▶ **AIM OF THE EXERCISE**
Up to and including the line that contains "## ⚠️ Security-relevant", repeat each line of the data exactly, starting from the first.

▶ **DATA FOR ANALYSIS**
PR #98, opened 2026-09-17
fix: stop the unauthenticated change-request listing from returning every order's audit trail

atc964:
## ⚠️ Security-relevant — please do not merge casually

Information disclosure on a public reference implementation. This adds an auth requirement to three routes, scopes their results to the caller, changes the response shape of all five, and removes a field from a request body. Please review the wire change and the auth decisions deliberately rather than rubber-stamping.

Fixes `seller-928` (P0).

## The defect

`GET /api/v1/change-requests` took **optional** auth (`_get_optional_api_key_record`, which returns `None` for anonymous callers), required **no filter** (`order_id` and `status` are both `Optional`), and declared **no `response_model`**. With no query params the service built an empty filter and asked storage for everything.

Each record carries `rollback_snapshot`, written at `order_service.py:365` as `order.copy()` — the full order: `OrderStateMachine.to_dict()` (`order_id`, `status`, and the `audit_log` with every transition's **actor and reason**) plus `deal_id`, `quote_id`, `created_at` and `metadata`.

So one anonymous unfiltered GET returned every tenant's order audit trail. Here is the actual body, from the negative control below:

```
{"change_requests":[{... "rollback_snapshot":{"order_id":"ORD-VICTIM","status":"booked",
"deal_id":"DEMO-VICTIM","quote_id":"QT-VICTIM-SECRET","metadata":{"campaign":"victim-spring-2026"},
"audit_log":{"order_id":"ORD-VICTIM","transitions":[{"from_status":"draft","to_status":"booked",
"actor":"human:victim-trader@agency.example",
"reason":"renegotiated after Q3 shortfall call with CFO"}]}}}],"count":1}
```

`POST /api/v1/change-requests` was anonymous for the same reason and took `requested_by` straight off the wire (`schemas.py:364`, `requested_by: str = "system"`), writing it into the persisted record verbatim. Nothing downstream *decides* on `requested_by` — approval routing is severity-only and review/apply are operator-gated — so this is not privilege escalation. It is worse in the place that matters: `requested_by` is exactly what a human reviewer looks at when deciding whether to approve, so the practical attack is social-engineering the approval (`"requested_by": "human:cfo@publisher.example"`), and the audit trail that would catch it was the thing being disclosed.

Note the contrast on the same router: `review` and `apply` already used `_require_operator_api_key_record`. Only create and the two reads were open.

## What changed

**1. Authentication.** Create, list and read-by-id now take `require_api_key_record` (anonymous → 401) — the same dependency the approvals router uses. Review/apply keep their stricter operator gate. A **buyer** key is sufficient for the buyer-facing three; this is not a promotion to operator-only.

**2. Ownership scoping — because authentication alone is not enough.** An authenticated buyer would still read every other buyer's trail. Each record is stamped at creation with an actor derived from the credential, and a buyer caller sees only records carrying its own actor. An operator caller is unscoped: reviewing the queue is the seller's job and needs all of it.

The actor comes from a new `auth.dependencies.actor_from_api_key`. It deliberately differs from the existing `principal_from_api_key`: that one anchors to the immutable `key_id` because an approval audit entry must name the exact credential that decided, whereas this is an **ownership key** and must survive key rotation, or a buyer would lose sight of records it filed under an earlier key. So it anchors to the strongest stable buyer identifier (`agent:<advertiser|agency|seat>`), falls back to `agent:key:<key_id>` only for a credential asserting no buyer identity at all, and gives operators their own `operator:` namespace so a buyer identifier can never collide with a seller-side actor.

**Another actor's record reads `404`, not `403`.** A distinguishable "exists but not yours" would turn the by-id route into an existence oracle over every tenant's change request ids.

**3. The wire shape is pinned.** All five handlers declare a `response_model` (`ChangeRequestResponse`, `ChangeRequestListResponse`, `ChangeRequestApplyResponse`). `rollback_snapshot` is absent from those models by construction, so it cannot reach the wire even if a future consumer serialises the record wholesale.

**4. The actor is stamped, not asserted.** `requested_by` is removed from `CreateChangeRequestModel` and derived from the credential in the router. A body that still sends it is accepted and the value ignored (pydantic drops unknown fields), so this is not a hard break for existing clients — but the value they send no longer does anything.

**5. Idempotency keys are namespaced per actor.** The key was `idempotency:change-request:{order_id}:{idempotency_key}`. Without the actor in it, one buyer replaying another's `(order_id, idempotency_key)` pair would be handed back the other buyer's change request through the replay path, straight past the new scoping. Pinned by a test.

**6. The list scope is applied in the service, in Python — not in the storage filter dict.** `StorageBackend.list_change_requests` understands only `order_id` and `status` and silently ignores any other key (`storage/base.py:260-274`), so a `requested_by` pushed in that way would **fail open** and return every tenant's records. There is a test asserting the scope is not passed that way.

## Deliberately NOT done here

**`rollback_snapshot` is still written.** It is genuinely write-only — a repo-wide grep over `src/` finds exactly two references, the declaration and the one write, and `apply_change_request` never reads it. Deleting it is the right call and is the cheapest part of the fix, but it is a persisted-storage-shape change (existing records carry it; both storage backends should be confirmed to deserialize them) and that is beyond the disclosure. This PR closes the wire completely — `rollback_snapshot` appears in no response on this router — and the deletion is tracked as **`seller-d4x`** (P2).

## Tests

`tests/unit/test_change_request_disclosure.py` (16 tests), in four groups: the auth gate, the ownership scoping, the declared wire shape, and the server-stamped actor. Notable ones:

- the anonymous listing is `401` **and** the response text contains none of `rollback_snapshot`, the order id, the secret quote id or the audit-log reason — asserted against raw text, so the values cannot reappear under another key
- an authenticated *stranger* gets an empty list and a `404` by id, while the owner still gets `200` and its own record (the gate is scoping, not a blanket denial)
- an operator still sees the whole queue
- replaying another buyer's idempotency key does not return that buyer's record
- **all five** handlers are driven end to end and none emits `rollback_snapshot`, the audit log, or the quote id — plus a check that the snapshot *is* still in storage, so the test pins the wire rather than the storage shape
- every route object on the router has a non-`None` `response_model`
- a body `requested_by` of `human:cfo@publisher.example` does not appear in the response or in the persisted record
- the actor is stable across key rotation, operator actors cannot collide with a buyer identifier, and two identity-less buyer keys do not collapse onto one shared actor
- the service-level scope is not pushed into the storage filter dict

**Negative control:** with `src/` reverted to `origin/main` (and a local shim standing in for the new `actor_from_api_key`, which is new code and cannot exist on the old tree), **11 of the 16 fail**, reporting the actual leaked values shown above. The 5 that pass are the 3 pure helper unit tests plus "owner still sees its own records" and "operator sees the whole queue" — both of which correctly still pass, since the unguarded route answered everyone. `src/` was then restored and the reapplied diff verified byte-identical to the pre-revert diff (matching sha256).

Full unit suite: **1537 passed**. `ruff check src/` and `ruff format --check src/ tests/` both clean.

> One note on the local run: `tests/unit/test_trust_tier_verification.py::TestNegotiationMessagesCeiling::test_self_asserted_advertiser_identity_is_floored` fails when the suite runs against a *reused* sqlite file, because a stale idempotency row short-circuits the endpoint. It fails identically on a pristine `origin/main` checkout, so it is pre-existing and unrelated — it is the worktree `.env` inheritance already tracked as `seller-1jw`. With an isolated `DATABASE_URL`, 1537/1537 pass.

---

# The 16-route ruling

PR #95 listed 15 unauthenticated routes and asked for a deliberate public/private ruling. One question decides all of them:

> **A route is legitimately public only if what it returns is identical for every caller and is content the seller intends to publish** — health, the agent card, the catalog. Anything keyed by a per-counterparty record id (a deal, a quote, a session) fails that test: the id is the only thing standing between an outsider and another buyer's commercial terms, and **an id is not a credential**. Anything that changes state is not a read at all.

By that rule, **zero** of the sixteen are legitimately public.

| # | Route | Ruling | Reasoning |
|---|---|---|---|
| 1 | `GET /api/v1/change-requests` | **(b)** — **fixed in this PR** | Unauthenticated, unfiltered, no response model: every tenant's order audit trail in one request. |
| 2 | `GET /api/v1/deals/export` | **(b)** operator | Walks `deal_index` and returns **every** deal with per-deal prices, no filter required. The seller's whole book, anonymously. Sibling `/deals/push` and `/deals/distribute` are already operator-gated. |
| 3 | `GET /sessions` | **(b)** + scope | Unauthenticated and unfiltered: every buyer session with `buyer_pricing_key`, `negotiation_stage`, `message_count`. A cross-tenant roster of who is negotiating and how far along. |
| 4 | `GET /sessions/{session_id}` | **(b)** + scope | Full conversation transcript, negotiation object and `buyer_pricing_key` for any session id. Sessions already persist the buyer key, so scoping needs no schema change. |
| 5 | `POST /sessions/{session_id}/messages` | **(b)** + scope | Not a read. Injects a message into another buyer's live negotiation and returns the agent's reply — and with #3 open the session ids are not even secret. |
| 6 | `POST /sessions/{session_id}/close` | **(b)** + scope | Not a read. Terminates another buyer's session. |
| 7 | `GET /api/v1/quotes/{quote_id}` | **(b)** + scope | Read-anyone's-quote-by-id, including price. `QuoteHistoryStore` already stores `buyer_id` — the booking path at `deals.py:~185` compares it against `context.get_pricing_key()`, so the seller **can** tell whose quote it is; the GET simply doesn't ask. |
| 8 | `GET /api/v1/deals/{deal_id}` | **(b)** + scope | Read-anyone's-deal-by-id: terms and price. Same shape as the defect fixed here. |
| 9 | `GET /api/v1/deals/{deal_id}/performance` | **(b)** + scope | Another party's delivery stats. Mock data today, real ad-server data by design later — gate it before it carries real numbers, not after. |
| 10 | `GET /api/v1/deals/{deal_id}/lineage` | **(b)** + scope | Walks parents and replacements, so it maps a counterparty's deal history from one id. |
| 11 | `POST /deals` (legacy `generate_deal`) | **(b)** | Not a read. Anonymous deal generation from a proposal id, while its modern sibling `POST /api/v1/deals` is credential-gated and verifies the buyer against the quote. A duplicate surface with weaker auth is the one an attacker uses. Gate to parity or delete. |
| 12 | `POST /api/v1/deals/curated` | **(b)** | Not a read. Anonymous creation of a priced deal carrying a self-named curator, its fee, and a `schain` node — while registering a curator (`POST /api/v1/curators`) is already operator-gated. |
| 13 | `POST /api/v1/deals/{deal_id}/deprecate` | **(b)** | Not a read. Anyone can mark **any** deal deprecated and point its "replacement" wherever they like; the buyer's Deal Library reads lineage to decide what to stop targeting, so this is a remote off-switch for someone else's live deal. |
| 14 | `GET /api/v1/rate-card` | **(c)** human call | Public `GET` while `PUT` on the same path is operator-gated — the same document is confidential to write and public to read. Since #69 a stored entry **overrides catalog base CPM** as the live price anchor, and `RECONCILIATION.md` marks the rate card as never public. Needs a level ruling because the handler serves generic `source:"defaults"` values (which do **not** drive pricing) and the operator's `source:"stored"` card from one path; only the latter is a disclosure. |
| 15 | `GET /registry/agents` | **(c)** human call | The only genuinely arguable pair. A registry of known agents and their trust status is plausibly public infrastructure — but `trust_status` is the **seller's private assessment** of a counterparty (including `blocked`), and publishing "we have blocked this agent" is a business disclosure, not a directory entry. Either redact `trust_status` on the public read or gate the route; that is a product call. |
| 16 | `GET /registry/agents/{agent_id}` | **(c)** human call | Same object, same question. Decide once with #15. |

**Nothing in the list is (a).** The genuinely public surfaces — `GET /health`, `GET /`, `GET /.well-known/agent.json`, the product catalog — were not on it, which is itself the signal: the list is 15 routes that each return or mutate something specific to one counterparty.

### Why none of the other 15 is fixed in this PR

The brief was to fix the clear `(b)` cases here if they were small and mechanical. On inspection none is. Every one needs either a **level decision** the code cannot make (buyer key vs operator key: is deprecating a deal the buyer's act or the seller's?) or an **ownership key** to scope against — and for deals that key may not be stored at all, which is the same gap PR #95 recorded for `NegotiationHistory` and declined to half-build. Adding five more surfaces to a P0 disclosure fix would also bury the reviewable part of this diff. They are filed instead:

- **`seller-c5r`** (P0) — rows 2, 3, 4, 7, 8, 9, 10: the unauthenticated reads that hand back another party's record, or every party's records.
- **`seller-h8d`** (P0) — rows 5, 6, 11, 12, 13: the five state-changing routes that take no credential at all.
- **`seller-3p0`** (P1) — row 14: the rate card, with the three candidate rulings spelled out.
- **`seller-d4x`** (P2) — deleting `rollback_snapshot` itself.

Rows 15 and 16 are a product call rather than an engineering defect and are left in this table for a human to rule on rather than filed as a bug.


Sirajmx (approved):
> The most serious of this batch (P0, `seller-928`). Reproduced the defect live and independently —
> not via the PR's own fixture, a hand-built order + change request through the real service layer
> — and the pre-fix listing genuinely returns the full `rollback_snapshot`, near-exact match to the
> PR's own example: the victim's `quote_id`, campaign metadata, and audit-log actor/reason all
> present, unauthenticated.
>
> Fix verified on a clean merge onto current `main` (one trivial CHANGELOG conflict from #94
> landing since I last checked, resolved by concatenation): new disclosure test file 16/16 passed,
> existing `test_change_request.py` + `test_operator_auth.py` 103 passed (the scoping changes don't
> break owner/operator behavior), full suite 1583 passed, ruff clean.
>
> Checked the design choices, not just read them: 404-not-403 for another actor's record is right
> (a 403 would let status codes enumerate valid ids); scoping applied in Python rather than pushed
> into the storage filter dict is the safe choice — confirmed `StorageBackend.list_change_requests`
> silently ignores unknown filter keys, so the naive approach would fail open; the idempotency key
> namespaced per actor closes a real replay hole (without it, one buyer replaying another's
> `(order_id, idempotency_key)` pair would get handed the other buyer's record); and
> `actor_from_api_key` correctly anchors to buyer identity rather than `key_id`, since an ownership
> key must survive key rotation while an audit identity should not.
>
> Cross-repo: zero impact, confirmed by grep — buyer-agent has no change-request client code at
> all, no hits for `change-request`, `requested_by`, or `rollback_snapshot` anywhere in its `src/`.
>
> `rollback_snapshot` itself is still written to storage, deliberately left for a follow-up since
> deleting it is a persisted-storage-shape change, not a wire-disclosure fix — confirmed it's
> genuinely write-only (exactly two references repo-wide) so that follow-up is low-risk whenever it
> lands. Approving.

▶ **WORKED SOLUTION**
PR #98, opened 2026-09-17
fix: stop the unauthenticated change-request listing from returning every order's audit trail

atc964:
## ⚠️ Security-relevant — please do not merge casually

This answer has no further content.